Saved data entries
────────

PR #917, opened 2020-05-08
#763 Payments - dry payment row

sandrina-p:
Continue #763

### What's done:
- Solve 5 items from the list on #763:
> - [x] Someone needs to go through and clean up all of the CSS — deduplicate the all of the copy/pasted junk in `PaymentRow*.vue` files and DRY it all so that it's all stored in one of the `.scss` files and not repeated
> - [x] Create mixins and remove no longer used computed properties/methods from the `PaymentRow*.vue` files (and any other payment related files)
> - [x] Delete `humanDate.js` and move the `humanDate` function into `time.js`
> - [x] Delete outdated comments in the markup
> - [x] Cleanup and DRY the markup, CSS, and any JS, but especially the CSS
- Improve broken `Progress.vue` animation. Now it should work fine on chrome, firefox and safari.


frontend/utils/time.js
```diff
@@ -43,3 +43,11 @@ export function compareISOTimestamps (a: string, b: string): number {
   const B = new Date(b).getTime()
   return A > B ? 1 : (A < B ? -1 : 0)
 }
+
+export function humanDate (
+  datems = Date.now(),
+  opts = { month: 'short', day: 'numeric' }
+) {
+  const locale = navigator.languages ? navigator.languages[0] : navigator.language
```
taoeffect: Small: can you move this `const` outside of this function so that the logic is not performed on each invocation of the function?

frontend/views/containers/payments/PaymentRowRecord.vue
```diff
@@ -51,6 +43,9 @@ export default {
   },
   data () {
     return {
+      config: {
+        initialAmount: this.payment.amount
```
taoeffect, line 47: Nicely solved 👍

taoeffect (changes requested):
Fantastic work! Just one minor thing noticed. This is my "first draft review". I think that might be all that's necessary for this. Giving it to you right now so that you can quickfix while I test out the PR locally!

frontend/utils/time.js
sandrina-p: Done. But the locale logic still needs to be done inside the fn at least once, otherwise, the server will break (navigator does not exist there). Question. Will we support SSR on GI?

frontend/utils/time.js
```diff
@@ -44,10 +44,13 @@ export function compareISOTimestamps (a: string, b: string): number {
   return A > B ? 1 : (A < B ? -1 : 0)
 }
 
+// Do not initialize locale here so that it runs on the server (navigator is undefined there)
+let locale
```
taoeffect: I do not understand this comment. Nothing in this file runs on the server?

I think you can (and should) initialize it as a constant here.

sandrina-p: No, it will break. see the last Travis build. I'm rolling back.

taoeffect: Ah I see why travis is failing. It's failing because `navigator` isn't defined in mocha.

That's OK, so you can just write this as:

```js
// prevent mocha tests from breaking (navigator is undefined in them)
const locale = (navigator && navigator.languages ? navigator.languages[0] : navigator.language) || 'en-US'
```

sandrina-p: I'm ok-ish with that solution. Question: Will we support SSR on GI?

frontend/utils/time.js
```diff
@@ -43,3 +43,13 @@ export function compareISOTimestamps (a: string, b: string): number {
   const B = new Date(b).getTime()
   return A > B ? 1 : (A < B ? -1 : 0)
 }
+
+// TODO: Provide locale fallback in case navigator does not exist (e.g. server, Mocha, etc...)
+const locale = (navigator && navigator.languages ? navigator.languages[0] : navigator.language) || 'en-US'
```
taoeffect: Oops, it's still failing. It took me a bit but I finally figured out how to write this so that it doesn't fail:

```js
const locale = (typeof navigator === 'undefined' && 'en-US') || (navigator.languages ? navigator.languages[0] : navigator.language)
```
Verified locally that that works!

taoeffect (approved):
Real excellent work @sandrina-p! 👏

────────

Work required →
Restate each record exactly as written.

Solution to the exercise →
PR #917, opened 2020-05-08
#763 Payments - dry payment row

sandrina-p:
Continue #763

### What's done:
- Solve 5 items from the list on #763:
> - [x] Someone needs to go through and clean up all of the CSS — deduplicate the all of the copy/pasted junk in `PaymentRow*.vue` files and DRY it all so that it's all stored in one of the `.scss` files and not repeated
> - [x] Create mixins and remove no longer used computed properties/methods from the `PaymentRow*.vue` files (and any other payment related files)
> - [x] Delete `humanDate.js` and move the `humanDate` function into `time.js`
> - [x] Delete outdated comments in the markup
> - [x] Cleanup and DRY the markup, CSS, and any JS, but especially the CSS
- Improve broken `Progress.vue` animation. Now it should work fine on chrome, firefox and safari.


frontend/utils/time.js
```diff
@@ -43,3 +43,11 @@ export function compareISOTimestamps (a: string, b: string): number {
   const B = new Date(b).getTime()
   return A > B ? 1 : (A < B ? -1 : 0)
 }
+
+export function humanDate (
+  datems = Date.now(),
+  opts = { month: 'short', day: 'numeric' }
+) {
+  const locale = navigator.languages ? navigator.languages[0] : navigator.language
```
taoeffect: Small: can you move this `const` outside of this function so that the logic is not performed on each invocation of the function?

frontend/views/containers/payments/PaymentRowRecord.vue
```diff
@@ -51,6 +43,9 @@ export default {
   },
   data () {
     return {
+      config: {
+        initialAmount: this.payment.amount
```
taoeffect, line 47: Nicely solved 👍

taoeffect (changes requested):
Fantastic work! Just one minor thing noticed. This is my "first draft review". I think that might be all that's necessary for this. Giving it to you right now so that you can quickfix while I test out the PR locally!

frontend/utils/time.js
sandrina-p: Done. But the locale logic still needs to be done inside the fn at least once, otherwise, the server will break (navigator does not exist there). Question. Will we support SSR on GI?

frontend/utils/time.js
```diff
@@ -44,10 +44,13 @@ export function compareISOTimestamps (a: string, b: string): number {
   return A > B ? 1 : (A < B ? -1 : 0)
 }
 
+// Do not initialize locale here so that it runs on the server (navigator is undefined there)
+let locale
```
taoeffect: I do not understand this comment. Nothing in this file runs on the server?

I think you can (and should) initialize it as a constant here.

sandrina-p: No, it will break. see the last Travis build. I'm rolling back.

taoeffect: Ah I see why travis is failing. It's failing because `navigator` isn't defined in mocha.

That's OK, so you can just write this as:

```js
// prevent mocha tests from breaking (navigator is undefined in them)
const locale = (navigator && navigator.languages ? navigator.languages[0] : navigator.language) || 'en-US'
```

sandrina-p: I'm ok-ish with that solution. Question: Will we support SSR on GI?

frontend/utils/time.js
```diff
@@ -43,3 +43,13 @@ export function compareISOTimestamps (a: string, b: string): number {
   const B = new Date(b).getTime()
   return A > B ? 1 : (A < B ? -1 : 0)
 }
+
+// TODO: Provide locale fallback in case navigator does not exist (e.g. server, Mocha, etc...)
+const locale = (navigator && navigator.languages ? navigator.languages[0] : navigator.language) || 'en-US'
```
taoeffect: Oops, it's still failing. It took me a bit but I finally figured out how to write this so that it doesn't fail:

```js
const locale = (typeof navigator === 'undefined' && 'en-US') || (navigator.languages ? navigator.languages[0] : navigator.language)
```
Verified locally that that works!

taoeffect (approved):
Real excellent work @sandrina-p! 👏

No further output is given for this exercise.